Le silence d'Ororo lui confirma qu'elle avait vu juste. Elle réfléchit donc très sérieusement à ce qui pourrait correspondre à son amie.
–Tu penses la revoir quand ? la questionna-t-elle, pensive.
– … Elle est de passage aux Etats-Unis cette semaine, c'est pour ça que je te demande, avoua-t-elle, impatiente de recevoir sa « solution miracle ».
–Si tu commençais par simplement lui proposer d'aller boire un café ?
–Un café ? répéta-t-elle.
–Il faut bien commencer quelque part.
–Ok. Ok, je vais faire ça, répondit Ororo, toujours un peu hésitante et stressée mais apparemment ravie de pouvoir passer à l'action. Merci, vraiment. Tu reviens bientôt, pas vrai ?
–Invite-la, rétorqua-t-elle, et je reviendrai pour que tu me racontes comment ça s'est passé.
–Ca ne serait pas du chantage ?
–Ah, mais absolument, confirma-t-elle. Tu avais besoin d'autre chose ?
–Juste que tu me promettes de te dépêcher de revenir au manoir.
–On me demande de faire énormément de promesses, en ce moment, soupira-t-elle. Je te le promets, dit-elle cependant très sincèrement.
–Tu es géniale.
–Je sais. Toi aussi, ma grande. Ne veille pas trop tard, compris ? la mit-elle gentiment en garde.
–A vos ordres, prof'. Encore merci.
–Je t'en prie.

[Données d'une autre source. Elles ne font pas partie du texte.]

PR #824, opened 2019-11-18
Moving show colours into MyRadio, part 3 - API

markspolakovs:


markspolakovs:
argh, crappidy crap, it took #823 as a base...

markspolakovs:
Tested on dev. Auth might need defuckenating but we'll sort that out when we do the prod deploy.

PR #825, opened 2019-11-18
Update link to constitution

markspolakovs:


mstratford:
But... But... The wiki was supposed to be the thing that held the constitution. I even updated it the other day :/

markspolakovs:
Well Westie told me it's wrong - we can point myradio to the wiki if we want?

mstratford:
Sorry, github emails apparently don't work. Last I knew it was at the wiki, which linked to (with history applied) the current (at the time) Constitution. Should go here: https://ury.org.uk/wiki/Constitution

PR #828, opened 2019-12-02
Hide payments on profile pages

markspolakovs:
YUSU backpages is dead (rip) and people get confused by "paid: £0.00"


markspolakovs:
Tested on dev.

PR #831, opened 2019-12-19
Add endpoints for available playlists

markspolakovs:
Needed for Campus Playout.

Tested on dev.


markspolakovs:
@mstratford nope, getTrackForJukebox calls getPlaylistFromWeights, which already does similar SQL bollockery, I don't see much potential for cleanup.

PR #832, opened 2019-12-21
Add categories to playlists

markspolakovs:


markspolakovs:
@mstratford that's why I renamed it to .old

schema/patches/1.sql
```diff
@@ -1,21 +1,29 @@
...
+    id SERIAL PRIMARY KEY,
+    name TEXT,
+    description TEXT
+);
+
+INSERT INTO jukebox.playlist_categories (id, name, description)
+VALUES (
+    1,
+    'General',
+    '<p>This category is for all playlists that don''t fit the others. They will not be played by Jukebox or Campus Playout.</p>'
```
mstratford: Either i'm reading this wrong, or is that quote not properly escaped? :)

src/Classes/iTones/iTones_Playlist.php
```diff
@@ -447,6 +469,19 @@ public function setDescription($description)
         $this->updateCacheObject();
     }
 
+    /**
+     * Update the category.
+     * @param $category
+     */
+    public function setCategoryById($category) {
```
mstratford: Maybe worth checking that the category is an int here :)

src/Classes/iTones/iTones_Playlist.php
```diff
@@ -531,14 +638,14 @@ public static function getPlaylistsWithTrack(MyRadio_Track $track)
         return self::resultSetToObjArray($result);
     }
 
-    public static function create($title, $description)
+    public static function create($title, $description, $category)
```
mstratford: also check int here plz

src/Classes/iTones/iTones_Playlist.php
```diff
@@ -513,6 +548,78 @@ public static function getPlaylistFromWeights($playlists_to_ignore = [])
         return self::getInstance(CoreUtils::biasedRandom($result));
     }
 
+    /**
+     * Uses weighted playout values to select a random Playlist from a category, returning it.
+     *
+     * Only includes Playlists with a currently running slot, and a Track.
+     *
+     * @param int $categoryId
```
mstratford: Here you have an int defined, to the API may enforce this, but still, would like to validate properly 👍

src/Classes/iTones/iTones_Playlist.php
```diff
@@ -513,6 +548,78 @@ public static function getPlaylistFromWeights($playlists_to_ignore = [])
...
+    public static function getPlaylistOfCategoryFromWeights($categoryId, $playlists_to_ignore = [])
+    {
+        // TODO: this is a straight copy-paste of the above. If we need to do this again,
+        // consider refactoring.
+        self::wakeup();
+
+        $result = self::$db->fetchAll(
+            'SELECT playlists.playlistid AS item, MAX(playlist_availability.weight) AS weight
+                FROM jukebox.playlists, jukebox.playlist_availability, jukebox.playlist_timeslot
+                WHERE playlists.category = $1
```
mstratford: Is this function actually needed? Could we not just put categoryId param with a default of "*" in the regular getPlaylistFromWeights function?

src/Classes/iTones/iTones_Playlist.php
```diff
@@ -513,6 +548,78 @@ public static function getPlaylistFromWeights($playlists_to_ignore = [])
...
+
+        return self::getInstance(CoreUtils::biasedRandom($result));
+    }
+
+    /**
+     * Find all playlists with a given playlist category.
+     * @param $categoryId
+     * @return iTones_Playlist[]
+     */
+    public static function getAllPlaylistsOfCategory($categoryId)
```
mstratford: guess what :P

mstratford:
Also Travis plz :)

schema/patches/1.sql
markspolakovs: Nope, that's how postgres does quote escapes. Yeah it's ugly.

src/Classes/iTones/iTones_Playlist.php
markspolakovs: That's a bit too close to SQL injection for my liking: we'd have to dynamically construct the SQL if the param is not present - somewhat tame as far as things go, but I'm not wholly convinced of the need. If for some reason we add a third function that does a substantially similar query, then we can look at this again.

markspolakovs:
Remind me, when I get around to my "unbreak travis" PR, to move phpcs after tests, so a code style violation doesn't mask a failing test which is more serious

src/Classes/iTones/iTones_Playlist.php
mstratford: I mean, like you can do funcname([...], $categoryId == "*"), meaning if it's not provided, it's "*". Then, if the value isn't === "*", you check if it's an integer, before putting it into the SQL query. Because afaict the only difference between this and the other function is the "WHERE playlists.category = $1" bit. You can just do "WHERE playlists.category = *" in this case.

markspolakovs: Sadly, that's not a thing you can do.

image

markspolakovs:
@mstratford phpcs is done screaming - the test is still br-oken but that's outside the scope of this PR.

src/Classes/iTones/iTones_Playlist.php
mstratford: aww.

PR #837, opened 2020-01-18
Add debug logging to getTrackForJukebox

markspolakovs:


src/Classes/iTones/iTones_Utils.php
```diff
@@ -357,4 +375,13 @@ public static function telnetEnd()
             self::$telnet_handle = null;
         }
     }
+
+    private static function log(...$fields)
```
mstratford: Ideally this would have a config var for turning it on / off and a logging location.

mstratford:
Do we still want / need this?

markspolakovs:
Nah. Bin.

markspolakovs:
(I'll do a proper logging PR at some point, but not right now.)

PR #839, opened 2020-01-26
Validate Swagger as part of Travis build

markspolakovs:
Note: this will cause build failures - that's because our swagger is invalid as it is. Hopefully this will help us track down issues and make it valid.


LordAro:
Much better to fix existing issues before merging, otherwise no one will ever bother to fix it

PR #840, opened 2020-01-26
Add "nonav" URL parameter

markspolakovs:
Need to make MyRadio^2 work nice.


markspolakovs:
Not intended to be user-visible anyway. Sod it.

LloydW93:
I'll point out I did misread this as non-av though ;)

A bientôt.
Même après que leur conversation ait pris fin, Madison continua de sourire. Ca lui avait fait un bien fou d'entendre Ororo, de discuter comme avant, comme si les dernières années de ténèbres, de difficultés n'avaient jamais existé. Elle était heureuse de pouvoir se rendre utile, même si cela paraissait à première vue moins important. Rien ne lui paraissait moins important lorsque ses proches se tournaient vers elle pour lui demander de l'aide, quelle qu'elle soit. Si ses mots parvenaient à guider ceux qui en avaient besoin, alors tout était parfait.
Assise en tailleur sur son lit, Ororo soupira en regardant l'écran de son téléphone. Ca l'avait rassurée d'entendre la voix de Madison, qui s'était comportée comme une mentor, une « grande sœur » dès l'instant où elle avait intégré l'école. Elle ne s'était jamais sentie mise de côté, on ne l'avait jamais jugée pour ses décisions passées. Elle avait immédiatement eu l'impression d'être à sa place, d'être comprise, d'être appréciée pour ce qu'elle était.
Elle se leva et alla ouvrir la porte-fenêtre qui menait vers son petit balcon, sur lequel elle s'aventura tranquillement en inspirant longuement, laissant l'air frais de ce début de soirée envahir ses poumons. Elle s'appuya contre la balustrade en passant ses doigts dans sa chevelure blanche, observant les quelques derniers élèves restés dans le parc du manoir. Elle préférait cette ambiance sereine au chaos dans lequel elle avait passé une bonne partie de son enfance. Ici, elle n'était pas complètement isolée du monde, mais elle s'y sentait en sécurité. Ici, elle s'était trouvée une famille.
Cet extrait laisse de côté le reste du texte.